=== Section Start ===
PR #4717, opened 2026-02-11
feat(language): add progressive locale code truncation to normalizeLanguage

### LINKED ISSUE #4294: LanguageDetector middleware does not parse locale code into language code

4.8.2

Cloudflare Worker

When an PWA app wrapped with TWA (bubblewrap) installed as APK on Android where system language is japanese visits my website, it appears that the accepter-language header may only contains a locale code.

Cloudflare Worker's log:
```
headers: {
  accept: "text/html,application/xhtml+xml,application/xml;q=0.9,image/avif,image/webp,image/apng,*/*;q=0.8,application/signed-exchange;v=b3;q=0.7",
  accept-encoding: "gzip, br",
  accept-language: "ja-JP",
  ...
```

I'm using hono's languageDetector in the following setting, and it seems hono does not match "ja" with "ja-JP", so the website shows english page in this case.
```ts
languageDetector({
  supportedLanguages: ["en", "ja"],
  fallbackLanguage: "en",
  order: ["cookie", "header"],
  lookupCookie: "language",
  cookieOptions: {
    sameSite: "Lax",
    secure: process.env.API_ENV !== "development",
    maxAge: 60 * 60 * 24 * 365,
    httpOnly: false,
  },
});
```

hono's languageDetector should detect the language as "ja" when supportedLanguages is "ja" and accept-language is "ja-JP".

### What do you see instead?

hono's languageDetector treats "ja" and "ja-JP" as different language, and falls back to "en".

### Additional information

_No response_

sorafujitani:
Closes #4294

## Summary

- Add RFC 4647 Lookup-based progressive truncation to `normalizeLanguage` so that locale codes like `ja-JP` match `ja` when only the base language is in `supportedLanguages`
- Exact match is always checked first; truncation is only attempted when no exact match is found

## Verification

```ts
// verify.ts
import { languageDetector } from './src/middleware/language'

const app = new Hono()
app.use('/*', languageDetector({
  supportedLanguages: ['en', 'ja'],
  fallbackLanguage: 'en',
  order: ['cookie', 'header'],
}))
app.get('/*', (c) => c.text(c.get('language')))

export default app
```

```sh
# Issue case: ja-JP → ja (was 'en' before this fix)
bunx @hono/cli request verify.ts -H "accept-language: ja-JP"
# => ja

# Exact match still works
bunx @hono/cli request verify.ts -H "accept-language: ja"
# => ja

# Unmatched locale falls back correctly
bunx @hono/cli request verify.ts -H "accept-language: ko-KR"
# => en
```

### Why progressive truncation, not leftmost-only comparison

Comparing only the primary (leftmost) subtag would cause incorrect matches for script-differentiated languages. For example, `zh-Hans` (Simplified Chinese) and `zh-Hant` (Traditional Chinese) share the primary subtag `zh` but are mutually unintelligible in written form. Progressive truncation per [RFC 4647 Section 3.4](https://www.rfc-editor.org/rfc/rfc4647.html#section-3.4) correctly tries `zh-Hant-CN` → `zh-Hant` → `zh` in order, so `zh-Hant` is matched before falling back to `zh`.

### No guessing of invalid language codes

This change only applies truncation to subtags separated by `-`. Tags without subtags (e.g., `jp`, `de`) are unaffected — if they don't exactly match a supported language, the fallback is returned as before. This PR does not attempt to guess or correct invalid language codes (e.g., `jp` → `ja`). Such mappings can be handled via the existing `convertDetectedLanguage` option.

### Loop style: `for` with early return

The same file's `detectLanguage` function (L244) uses `for...of` with `break` for early-exit iteration. The truncation loop follows this convention, using a `for` loop with early `return`. The only `let` is the loop counter `i`; all other variables are `const`.

### Singleton subtag skipping (not implemented)

RFC 4647 Section 3.4 specifies that single-character subtags (`x` for private-use, `u` for Unicode extensions, etc.) should be removed together with their closest trailing subtag during truncation:

```
zh-Hant-CN-x-private1-private2
zh-Hant-CN-x-private1
zh-Hant-CN                      ← skips 'zh-Hant-CN-x' (singleton 'x')
zh-Hant
zh
```

This PR does **not** implement singleton skipping. In practice, singleton-ending tags like `en-x` or `de-DE-u` never appear in `supportedLanguages`, so they would simply be skipped as non-matching candidates without affecting the final result. Full singleton handling can be added in a follow-up if needed.

- [x] Add tests
- [x] Run tests

### DIFF
--- a/src/middleware/language/language.ts
+++ b/src/middleware/language/language.ts
@@ -107,10 +107,9 @@ export const normalizeLanguage = (
     }
 
     // Progressive truncation (RFC 4647 Lookup)
-    let candidate = compLang
-    let dashIndex: number
-    while ((dashIndex = candidate.lastIndexOf('-')) > 0) {
-      candidate = candidate.substring(0, dashIndex)
+    const parts = compLang.split('-')
+    for (let i = parts.length - 1; i > 0; i--) {
+      const candidate = parts.slice(0, i).join('-')
       const prefixIndex = compSupported.indexOf(candidate)
       if (prefixIndex !== -1) {
         return options.supportedLanguages[prefixIndex]


sorafujitani:
@yusukebe 
As mentioned in the description, we have adopted a policy to use `for let` instead of `forEach` from the perspective of early loop termination.

> Loop style: for instead of forEach
The codebase commonly uses forEach for iteration, but the truncation loop requires early return when a match is found. forEach cannot break out of the enclosing function, so a for loop is used instead. With this approach the only let is the loop counter i, and all other variables are const.

yusukebe:
Hey @sorafujitani !

The code is readable, and I think it's good.  Let's go with this.

I'll include this change in the next minor release, v4.12.0. Please wait a bit to merge. Thanks!

PR #4719, opened 2026-02-11
feat(types): Add exports field to ExecutionContext

### LINKED ISSUE #4493: ExecutionContext is missing exports filed available in Cloudflare Workers

4.10.3

Cloudflare Workers

Creating a Cloudflare Workers app with `enable_ctx_exports` compatibility flag does not gives access to new property `exports` that should list all top-level exports like DurableObjects. Please check documentation: https://developers.cloudflare.com/changelog/2025-09-26-ctx-exports/

https://github.com/honojs/hono/blob/main/src/context.ts should not declare it's own `ExecutionContext` interface but use the one provided by `worker-configuration.d.ts` generated by wrangler. It could be achieved for example by passing ExecutionContext the same way as Binding and Variables:

```ts
const routes = new Hono<{ Bindings: CloudflareBindings; Variables: HonoAuthorizationContext, ExecutionContext: ExecutionContext }>();
```

### What do you see instead?

_No response_

### Additional information

This is the functionality available behind compatibility flag, but it looks like it will be GA anytime. Also enabling devs to pass their own type is always future-proof

toreis-up:
## Summary
Add `exports` property to `ExecutionContext` for Cloudflare Workers

## Related
- Fixes #4493 
- https://developers.cloudflare.com/workers/runtime-apis/context/#exports

## Note
To Autocomplete with Wrangler's generated types, we should declare the type like:
```ts
import 'hono'

declare module 'hono' {
  interface ExecutionContext {
    readonly exports: Cloudflare.Exports
  }
}
```

- [ ] Add tests
- [x] Run tests

### DIFF
--- a/src/context.ts
+++ b/src/context.ts
@@ -44,6 +44,11 @@ export interface ExecutionContext {
    */
   // eslint-disable-next-line @typescript-eslint/no-explicit-any
   props: any
+  /**
+   * For compatibility with Wrangler 4.x.
+   */
+  // eslint-disable-next-line @typescript-eslint/no-explicit-any
+  exports?: any
 }
 
 /**


src/types.ts
```diff
@@ -31,6 +31,7 @@ export type BlankEnv = {}
 export type Env = {
   Bindings?: Bindings
   Variables?: Variables
+  ExecutionContext?: unknown
```
yusukebe: I think passing a generic to define the ExecutionContext type is overkill. Basically, ExecutionContext is used only for Cloudflare Workers. We don’t have to make it platform-specific in the core.

Do you have any ideas for making it simpler?

toreis-up: @yusukebe san

My apologies for the delayed response.

You're right, this would be a runtime-specific (Cloudflare Workers) change. I didn't consider that enough.
**I'll just add an `exports` property.**

However, if the property is `any`, we can't override use `declare module` to declare the type, IntelliSense won't provide autocompletion with Wrangler's generated types.
I think this can be resolved by casting like following:
`(c.executionCtx as globalThis.ExecutionContext).exports;`

yusukebe: @toreis-up 

No problem!

As you said, not having IntelliSense working is not good. I'll consider it a little.

yusukebe: @toreis-up 

Even if the `exports` do not have types, you can specify them within `declare module` like this:

```ts
declare module 'hono' {
  interface ExecutionContext {
    readonly exports: Cloudflare.Exports
  }
}
```

Adding `ExecutionContext` to Env isn't a bad idea, but as I said, it's a little Cloudflare-specific. Additionally, the big problem is that it increases the type definition. Honestly, I don't want to make it more complex at the current major version.

So, I think we should make it `any` and encourage the use of `declare module`.

What do you think?

toreis-up: @yusukebe san

That would be nice. I agree with it.

> However, if the property is any, we can't override use declare module to declare the type, "

In my case, it turned out to be an environment issue. The code is running correctly now.
Sorry for the confusion.

yusukebe:
@toreis-up 

In the end, we use `any`, but it's good. Thank you for your contribution.

I'll include this change in the next minor version, v4.12.0. Will be released soon!

PR #4722, opened 2026-02-13
test(types): add regression tests for #4388

### LINKED ISSUE #4388: Type inference drops routes declared before use() when using method chaining

4.6.5

Cloudflare Workers (issue observed in local type inference only)

When defining endpoints with method chaining, if a "use()" method is inserted, the routes declared before that "use()" are not included in the inferred type information.

```ts
import { Hono } from "hono";

const routerA = new Hono()
  .get("/", (c) => c.text("Hello from Router A!"))
  .use("/:slug", async (c, next) => {
    return next();
  })
  .post("/:slug", (c) => c.text("Hello from Router A with slug!"));

const app = new Hono().route("/a", routerA);

export type AppType = typeof app;
export default app;
```

Chained routes defined before "use()" should still be inferred in the types.

### What do you see instead?

_No response_

### Additional information

_No response_

TyposBro:
## Summary
- Adds regression type tests for #4388 (routes declared with explicit paths before `.use()` being dropped in TypeScript inference)
- Covers the exact scenarios from the issue: `.get('/')` before `.use('/path')`, full chains with `.post()`, `.route()` wrapping, and multiple explicit-path routes
- All 4 tests pass on current `main`, confirming the fix from the `CurrentPath` parameter approach is working

## Test plan
- [x] `bun run test src/types.test.ts` — 108 tests pass (104 existing + 4 new)
- [x] `npx tsc --noEmit` — no type errors

Closes #4388

### DIFF
--- a/src/types.test.ts
+++ b/src/types.test.ts
@@ -3682,3 +3682,110 @@ describe('Handlers returning Promise<void>', () => {
     type verify = Expect<Equal<Expected, Actual>>
   })
 })
+
+// Regression tests for #4388: routes before .use() with explicit paths should not be dropped
+describe('Routes before .use() with explicit paths (#4388)', () => {
+  it('should preserve explicit-path .get() before .use() with path', () => {
+    const app = new Hono()
+      .get('/', (c) => c.text('Hello from /'))
+      .use('/noop', async (c, next) => {
+        await next()
+      })
+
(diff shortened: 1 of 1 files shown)


yusukebe:
@TyposBro 

Nice! These tests are meaningful. Looks good!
=== Section End ===
Exercise directions:
Pick from the records each line that contains the word "iteration" and show it.

Solution:
The same file's `detectLanguage` function (L244) uses `for...of` with `break` for early-exit iteration. The truncation loop follows this convention, using a `for` loop with early `return`. The only `let` is the loop counter `i`; all other variables are `const`.
The codebase commonly uses forEach for iteration, but the truncation loop requires early return when a match is found. forEach cannot break out of the enclosing function, so a for loop is used instead. With this approach the only let is the loop counter i, and all other variables are const.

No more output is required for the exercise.